▶ [What you are asked to do] Filter these entries, keeping only lines that hold the word "both".
Start of Dataset extract
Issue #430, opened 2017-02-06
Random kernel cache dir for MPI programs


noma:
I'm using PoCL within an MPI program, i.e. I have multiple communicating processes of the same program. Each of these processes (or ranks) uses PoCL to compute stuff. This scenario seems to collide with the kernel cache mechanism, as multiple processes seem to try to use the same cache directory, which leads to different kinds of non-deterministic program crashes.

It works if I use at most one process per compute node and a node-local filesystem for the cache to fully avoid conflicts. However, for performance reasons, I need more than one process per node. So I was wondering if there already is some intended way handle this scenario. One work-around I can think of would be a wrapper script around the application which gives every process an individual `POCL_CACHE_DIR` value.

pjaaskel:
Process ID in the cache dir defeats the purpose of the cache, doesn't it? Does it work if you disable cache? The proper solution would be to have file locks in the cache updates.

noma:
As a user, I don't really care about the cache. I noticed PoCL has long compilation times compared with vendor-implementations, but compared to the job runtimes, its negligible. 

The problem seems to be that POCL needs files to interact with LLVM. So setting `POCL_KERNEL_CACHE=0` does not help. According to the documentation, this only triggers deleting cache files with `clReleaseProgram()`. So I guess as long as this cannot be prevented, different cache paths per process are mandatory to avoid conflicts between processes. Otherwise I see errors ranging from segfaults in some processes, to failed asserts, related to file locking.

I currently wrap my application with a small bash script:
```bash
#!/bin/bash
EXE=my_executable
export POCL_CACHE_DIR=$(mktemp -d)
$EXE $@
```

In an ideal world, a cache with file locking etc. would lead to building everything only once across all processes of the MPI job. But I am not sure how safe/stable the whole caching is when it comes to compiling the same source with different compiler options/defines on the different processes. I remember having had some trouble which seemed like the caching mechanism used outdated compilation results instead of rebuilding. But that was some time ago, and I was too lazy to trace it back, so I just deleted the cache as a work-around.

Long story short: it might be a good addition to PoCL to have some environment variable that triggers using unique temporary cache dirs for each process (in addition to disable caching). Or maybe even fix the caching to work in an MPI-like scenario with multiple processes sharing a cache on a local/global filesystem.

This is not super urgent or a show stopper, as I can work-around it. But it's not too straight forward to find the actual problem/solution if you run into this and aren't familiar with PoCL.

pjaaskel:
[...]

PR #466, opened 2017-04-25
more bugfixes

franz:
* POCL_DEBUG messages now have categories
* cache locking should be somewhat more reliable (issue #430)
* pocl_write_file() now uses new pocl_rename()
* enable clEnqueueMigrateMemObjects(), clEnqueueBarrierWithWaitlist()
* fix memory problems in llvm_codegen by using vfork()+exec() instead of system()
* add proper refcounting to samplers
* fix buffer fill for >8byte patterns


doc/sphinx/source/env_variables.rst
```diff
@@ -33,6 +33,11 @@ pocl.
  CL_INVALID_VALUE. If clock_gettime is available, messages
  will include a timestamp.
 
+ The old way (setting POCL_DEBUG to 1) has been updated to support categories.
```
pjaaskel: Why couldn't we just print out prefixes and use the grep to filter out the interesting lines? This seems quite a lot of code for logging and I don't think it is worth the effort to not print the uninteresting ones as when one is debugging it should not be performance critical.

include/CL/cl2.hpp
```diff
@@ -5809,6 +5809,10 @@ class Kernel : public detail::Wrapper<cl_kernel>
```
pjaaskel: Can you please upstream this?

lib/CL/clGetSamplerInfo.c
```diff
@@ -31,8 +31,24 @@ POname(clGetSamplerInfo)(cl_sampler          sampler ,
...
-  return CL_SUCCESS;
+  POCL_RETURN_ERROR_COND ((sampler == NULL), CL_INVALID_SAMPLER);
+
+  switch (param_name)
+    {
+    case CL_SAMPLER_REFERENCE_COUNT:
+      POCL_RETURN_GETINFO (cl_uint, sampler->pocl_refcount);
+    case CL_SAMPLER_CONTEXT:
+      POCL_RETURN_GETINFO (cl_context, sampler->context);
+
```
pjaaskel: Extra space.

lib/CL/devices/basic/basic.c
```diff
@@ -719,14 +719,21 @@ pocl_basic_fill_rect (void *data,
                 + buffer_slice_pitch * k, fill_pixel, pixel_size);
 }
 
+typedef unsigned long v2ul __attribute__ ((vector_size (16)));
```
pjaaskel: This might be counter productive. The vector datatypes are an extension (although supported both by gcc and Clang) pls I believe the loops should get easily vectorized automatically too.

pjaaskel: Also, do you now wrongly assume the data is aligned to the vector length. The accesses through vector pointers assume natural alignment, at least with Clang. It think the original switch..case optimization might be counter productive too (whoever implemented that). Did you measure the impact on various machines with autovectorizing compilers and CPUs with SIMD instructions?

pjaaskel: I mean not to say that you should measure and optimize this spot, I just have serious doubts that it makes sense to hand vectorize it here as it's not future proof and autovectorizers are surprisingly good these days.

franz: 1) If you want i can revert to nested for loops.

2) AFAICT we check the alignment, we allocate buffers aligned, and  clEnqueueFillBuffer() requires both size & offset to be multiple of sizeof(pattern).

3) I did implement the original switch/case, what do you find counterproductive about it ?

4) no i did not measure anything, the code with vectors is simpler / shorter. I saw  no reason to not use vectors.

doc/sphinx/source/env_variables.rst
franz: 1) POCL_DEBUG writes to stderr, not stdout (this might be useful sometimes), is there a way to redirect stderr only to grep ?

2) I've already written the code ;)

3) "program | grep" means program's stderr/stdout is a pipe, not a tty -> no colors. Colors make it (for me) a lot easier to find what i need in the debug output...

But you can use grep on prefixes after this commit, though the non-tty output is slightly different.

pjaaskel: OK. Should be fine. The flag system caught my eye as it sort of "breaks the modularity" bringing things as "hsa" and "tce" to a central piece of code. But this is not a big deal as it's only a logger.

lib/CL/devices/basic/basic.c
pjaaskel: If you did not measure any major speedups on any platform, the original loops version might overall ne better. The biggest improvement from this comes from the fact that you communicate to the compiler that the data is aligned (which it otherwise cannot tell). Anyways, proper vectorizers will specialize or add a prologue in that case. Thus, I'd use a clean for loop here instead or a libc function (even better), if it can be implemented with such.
End of Dataset extract
Start of Dataset extract
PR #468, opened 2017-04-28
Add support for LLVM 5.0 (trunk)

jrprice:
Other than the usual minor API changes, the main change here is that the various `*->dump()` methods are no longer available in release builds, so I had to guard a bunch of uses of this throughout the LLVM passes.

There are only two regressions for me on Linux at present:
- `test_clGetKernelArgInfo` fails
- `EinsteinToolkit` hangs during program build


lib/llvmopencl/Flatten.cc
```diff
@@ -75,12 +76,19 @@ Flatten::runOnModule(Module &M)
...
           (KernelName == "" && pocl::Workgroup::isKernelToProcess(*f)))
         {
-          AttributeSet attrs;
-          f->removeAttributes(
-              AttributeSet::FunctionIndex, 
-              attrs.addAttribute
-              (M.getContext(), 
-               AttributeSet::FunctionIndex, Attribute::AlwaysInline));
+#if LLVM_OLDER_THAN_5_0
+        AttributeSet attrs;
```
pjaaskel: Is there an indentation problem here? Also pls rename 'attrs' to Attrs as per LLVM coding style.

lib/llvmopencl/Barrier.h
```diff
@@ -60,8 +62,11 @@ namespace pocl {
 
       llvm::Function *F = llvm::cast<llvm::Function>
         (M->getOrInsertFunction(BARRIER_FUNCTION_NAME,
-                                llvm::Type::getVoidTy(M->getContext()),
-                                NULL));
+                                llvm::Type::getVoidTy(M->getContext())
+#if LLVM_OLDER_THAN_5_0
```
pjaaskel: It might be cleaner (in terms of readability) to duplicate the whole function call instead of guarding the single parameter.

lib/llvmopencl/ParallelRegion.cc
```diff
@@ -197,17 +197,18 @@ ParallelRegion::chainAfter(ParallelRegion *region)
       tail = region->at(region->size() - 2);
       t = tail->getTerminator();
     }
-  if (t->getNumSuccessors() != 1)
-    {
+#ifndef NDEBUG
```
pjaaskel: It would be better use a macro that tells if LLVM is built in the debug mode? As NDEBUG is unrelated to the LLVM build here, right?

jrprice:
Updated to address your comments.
End of Dataset extract
▶ [Answer for this exercise]
pjaaskel: This might be counter productive. The vector datatypes are an extension (although supported both by gcc and Clang) pls I believe the loops should get easily vectorized automatically too.
2) AFAICT we check the alignment, we allocate buffers aligned, and  clEnqueueFillBuffer() requires both size & offset to be multiple of sizeof(pattern).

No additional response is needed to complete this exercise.